Records supplied:
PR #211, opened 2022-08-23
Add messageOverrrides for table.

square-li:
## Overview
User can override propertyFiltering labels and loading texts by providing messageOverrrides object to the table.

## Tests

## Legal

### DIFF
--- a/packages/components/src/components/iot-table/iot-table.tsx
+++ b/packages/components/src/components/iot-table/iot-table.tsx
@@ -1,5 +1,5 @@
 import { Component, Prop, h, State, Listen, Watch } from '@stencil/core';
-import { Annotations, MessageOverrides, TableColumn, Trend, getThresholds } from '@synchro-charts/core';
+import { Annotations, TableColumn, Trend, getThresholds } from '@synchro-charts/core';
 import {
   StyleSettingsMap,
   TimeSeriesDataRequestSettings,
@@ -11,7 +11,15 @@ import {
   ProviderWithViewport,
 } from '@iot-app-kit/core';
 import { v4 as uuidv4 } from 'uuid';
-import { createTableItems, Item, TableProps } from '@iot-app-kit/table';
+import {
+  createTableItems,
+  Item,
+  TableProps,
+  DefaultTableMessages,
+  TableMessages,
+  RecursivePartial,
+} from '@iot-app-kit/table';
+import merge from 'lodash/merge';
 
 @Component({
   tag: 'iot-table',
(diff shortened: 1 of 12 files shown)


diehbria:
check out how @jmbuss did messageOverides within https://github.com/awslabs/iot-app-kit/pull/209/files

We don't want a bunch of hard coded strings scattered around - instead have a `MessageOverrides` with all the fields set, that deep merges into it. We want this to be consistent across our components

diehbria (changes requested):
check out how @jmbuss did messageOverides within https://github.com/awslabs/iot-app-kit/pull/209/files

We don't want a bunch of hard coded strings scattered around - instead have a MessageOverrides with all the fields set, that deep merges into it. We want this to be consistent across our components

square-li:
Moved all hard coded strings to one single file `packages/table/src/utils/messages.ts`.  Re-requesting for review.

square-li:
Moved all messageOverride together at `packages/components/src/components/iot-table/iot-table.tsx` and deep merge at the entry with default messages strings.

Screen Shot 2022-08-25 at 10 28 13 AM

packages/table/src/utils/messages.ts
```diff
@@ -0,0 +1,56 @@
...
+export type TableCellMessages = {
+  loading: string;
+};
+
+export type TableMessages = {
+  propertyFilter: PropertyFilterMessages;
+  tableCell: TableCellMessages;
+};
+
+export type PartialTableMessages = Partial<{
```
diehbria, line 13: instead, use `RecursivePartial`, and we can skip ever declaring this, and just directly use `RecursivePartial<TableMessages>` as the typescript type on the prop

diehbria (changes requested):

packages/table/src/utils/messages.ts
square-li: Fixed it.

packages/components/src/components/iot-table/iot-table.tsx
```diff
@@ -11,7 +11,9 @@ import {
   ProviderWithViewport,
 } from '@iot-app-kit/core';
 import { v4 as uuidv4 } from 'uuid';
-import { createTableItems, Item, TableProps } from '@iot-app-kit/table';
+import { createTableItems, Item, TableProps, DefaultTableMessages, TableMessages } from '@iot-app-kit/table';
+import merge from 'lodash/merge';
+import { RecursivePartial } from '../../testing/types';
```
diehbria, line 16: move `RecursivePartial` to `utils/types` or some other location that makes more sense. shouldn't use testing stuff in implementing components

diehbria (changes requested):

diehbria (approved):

The problem:
In the material above, how many lines hold the word "core"? Say only the number.

Task result:
5